Entre los tesoros de la Iglesia, junto con la liturgia, la eucaristía y la caridad se encuentra la oración. La Iglesia misma surge como una comunidad de orantes que esperan la venida del Señor. Los apóstoles no abandonaron la oración, sino que la practicaron constantemente para vivir conforme al Espíritu que pronto recibirían.
Por la comunidad de los santos, la oración de todos los fieles se enmarca en un contexto social: un cristiano no ora solo, pues sus súplicas e intercesiones se unen a las de los otros fieles por la comunidad en un sólo Salvador, un sólo Dios y un sólo Evangelio. Nuestras oraciones se mantienen gracias a las oraciones de los primeros cristianos, no sólo como un eco en el tiempo o en la tradición, sino como una base de fe que se entrega a muchos hombres.
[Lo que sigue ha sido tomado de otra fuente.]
PR #1341, opened 2024-10-16
fix: upgrades from versions prior to 1.15.0 have incorrect data directories

emosbaugh:

The data directories are not preserved when upgrading from a version prior to the introduction of the new data directories. Additionally, airgap upgrades fail when there is a worker node because LAM crashes since there is no kubeconfig which it is using to discover the data directories.

```release-note
- Fixes an issue that prevents upgrading airgap installations with at least one worker node.
- Fixes an issue that causes Velero pods to crash on upgrades from versions prior to 1.15.0.
```


operator/pkg/charts/charts.go
```diff
@@ -282,6 +282,12 @@ func updateInfraChartsFromInstall(in *v1beta1.Installation, clusterConfig *k0sv1
 					return nil, fmt.Errorf("set helm values velero.configuration: %w", err)
 				}
 
+				podVolumePath := filepath.Join(provider.EmbeddedClusterK0sSubDir(), "kubelet/pods")
```
emosbaugh, line 285: this is not directly related but is a bug i found where this is being reverted on upgrade

operator/pkg/charts/charts.go
```diff
@@ -282,6 +282,12 @@ func updateInfraChartsFromInstall(in *v1beta1.Installation, clusterConfig *k0sv1
...
+				newVals, err = helm.SetValue(newVals, "nodeAgent.podVolumePath", podVolumePath)
```
emosbaugh, line 286: this is not directly related but is a bug i found where this is being reverted on upgrade

.github/actions/e2e/action.yml
```diff
@@ -108,7 +108,7 @@ runs:
       export EXPECT_K0S_VERSION_PREVIOUS=${{ inputs.k0s-version-previous }}
       make e2e-test TEST_NAME=${{ inputs.test-name }}
   - name: Troubleshoot
-    if: ${{ failure() }}
+    if: ${{ !cancelled() }}
```
emosbaugh, line 111: TODO: revert this

e2e/cluster/docker/cluster.go
```diff
@@ -82,10 +82,10 @@ func (c *Cluster) WaitForReady() {
 }
 
 func (c *Cluster) Cleanup(envs ...map[string]string) {
-	if c.t.Failed() {
-		c.generateSupportBundle(envs...)
-		c.copyPlaywrightReport()
-	}
+	// if c.t.Failed() {
```
emosbaugh, line 85: TODO: revert this

e2e/cluster/lxd/cluster.go
```diff
@@ -989,10 +989,10 @@ func (c *Cluster) InstallTestDependenciesDebian(t *testing.T, node int, withProx
 }
 
 func (c *Cluster) Cleanup(envs ...map[string]string) {
-	if c.T.Failed() {
-		c.generateSupportBundle(envs...)
-		c.copyPlaywrightReport()
-	}
+	// if c.T.Failed() {
```
emosbaugh, line 992: TODO: revert this

laverya (approved):

laverya (approved):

En este sentido, la Iglesia es guardiana de la oración. Primeramente porque en el marco social de la asamblea (Iglesia) de los cristianos, la oración se hace fuerte. Y también porque en el seno de la Iglesia subsisten diversas tradiciones y «escuelas de oración» que acercan a los hombres a Dios según los diversos carismas e intereses.
En el seno de la Iglesia pueden convivir tradiciones muy diferentes, que tienen al mismo Dios como fin y se mueven por el mismo Espíritu. Existen tradiciones antiguas como las de Oriente Medio, otras, surgieron en los monasterios, como la oración coral y la Liturgia de las Horas de los monjes benedictinos, cistercienses, o cartujos. Otras se acercaron del convento a la gente común como las oraciones franciscanas y el Santo Rosario de los dominicos. Otras son más nuevas como las oraciones carismáticas de los católicos contemporáneos. Todas estas tradiciones veneran al mismo Dios y buscan el descanso del alma humana en Él.